Unpacking, validating, SHA'ing everything is disk and CPU intensive.
The `.noindex` extension stops spotlight from indexing the continous
churn of files being unpacked and moved and saves time.

Finally, I rename and archive it all up (currently using zstd to
compress).

### Stats

```
9696 % fd -tf . gauntlet.$(today).noindex | wc -l
  561270
3.5G gauntlet.2021-08-06.noindex
239M gauntlet.2021-08-06.noindex.tar.zst
```

So I wind up with a little over half a million unique ruby files to
parse.
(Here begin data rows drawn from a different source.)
PR #432, opened 2022-10-18
[DON'T MERGE] Define OTLP 1.0 Stability guarantees

tigrannajaryan:
Resolves https://github.com/open-telemetry/opentelemetry-proto/issues/400

This is a draft that is not supposed to be merged yet. Let's agree on what the guarantees for OTLP 1.0 will be once we decide that it is time.


tigrannajaryan:
@bogdandrutu @Aneurysm9 @dyladan @MrAlias @carlosalberto @ocelotl @aabmass @jsuereth please review.

README.md
```diff
@@ -43,32 +43,34 @@ for definition of maturity levels).
 
 Components marked `Stable` provide the following guarantees:
 
-- Field types will not change.
-- Field numbers will not change.
-- Numbers assigned to enum choices will not change.
-- Service names and service package names will not change.
-- Service operation names, parameter and return types will not change.
+- Field types, numbers and names will not change.
```
bogdandrutu, line 46: Why not allowing to remove a field? Since we allow sending "unknown" fields, removing a field is not a wire breaking change.

Not that I want to do this, but I want to clarify the "boundaries" and this is only related to generated code.

README.md
```diff
@@ -43,32 +43,34 @@ for definition of maturity levels).
...
+- Names of messages and enums will not change.
```
bogdandrutu, line 47: Why? Not important at all for wire compatibility? Only generated code. I think we should say that "SIGs" must not expose this externally.

Not that I want to do this, but I want to clarify the "boundaries" and this is only related to generated code.

README.md
```diff
@@ -43,32 +43,34 @@ for definition of maturity levels).
...
+- Names of enum choices and numbers assigned to enum choices will not change.
```
bogdandrutu, line 48: Same questions for enum names.

bogdandrutu (commented):
You seem to try to offer "generated" code compatibility, which may be fine, but I think we should agree on that if this is what we want.

README.md
```diff
@@ -43,32 +43,34 @@ for definition of maturity levels).
...
+- The location of messages and enums, i.e. whether they are declared at the top lexical
+  scope or nested inside another message will not change.
+- Package names and directory structure will not change.
```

It's about 3.5g but compresses very nicely down to 240m

## Running the Gauntlet

Assuming you're starting from scratch, unpack the archive once:

```
% tar xf gauntlet.$(today).noindex.tar.zst
```

(BSD tar (and apparently newer gnu tars) can detect and uncompress
most compression formats)

Then, either run a single process (easier to read):

```
% ./gauntlet/bin/gauntlet.rb gauntlet/*.noindex/?
```

Or max out your machine using xargs (note the `-P 16` and choose accordingly):

```
% ls -d gauntlet/*.noindex/?/? | time xargs -n 1 -P 16 ./gauntlet/bin/gauntlet.rb
```

In another terminal I usually monitor the progress like so:

```
% while true ; do clear; fd . -td -te gauntlet/*.noindex -X rmdir -p 2> /dev/null ; for D in gauntlet/*.noindex/? ; do echo -n "$D: "; fd .rb $D | wc -l ; done ; echo ; sleep 30 ; done
```

After this is run and done, there will be files left over that
couldn't be parsed. There will also be a directory with a name like
`gauntlet.slow.1` of files that timed out. What I generally do is wait
for the first run to end and then start increasing the timeout and run
again on the timeout dir:

```
$ ls -d gauntlet.slow.1/*.noindex/?/? | RP_TIMEOUT=30 time xargs -n 1 -P 16 ./gauntlet/bin/gauntlet.rb
# or:
$ RP_TIMEOUT=30 time ./gauntlet/bin/gauntlet.rb gauntlet.slow.*
$ RP_TIMEOUT=60 time ./gauntlet/bin/gauntlet.rb gauntlet.slow.*
$ fd -tf . gauntlet.slow.60/
gauntlet.slow.60/gauntlet.2025-10-22.new.noindex/2/f/f/2ff00bbd2ee63b2145d247570c130823dce2b9fe.rb
gauntlet.slow.60/gauntlet.2025-10-22.new.noindex/a/a/4/aa44d5a214217036425bf8fce5a7ab5b0e04fd92.rb
```

for the most part, you wind up with absurdly large generated ruby files:

```
10022 $ wc -l gauntlet.slow.60/*/?/?/?/*.rb
  412444 gauntlet.slow.60/gauntlet.2025-10-22.new.noindex/2/f/f/2ff00bbd2ee63b2145d247570c130823dce2b9fe.rb
  295249 gauntlet.slow.60/gauntlet.2025-10-22.new.noindex/a/a/4/aa44d5a214217036425bf8fce5a7ab5b0e04fd92.rb
  707693 total
```

and I don't care so much about these.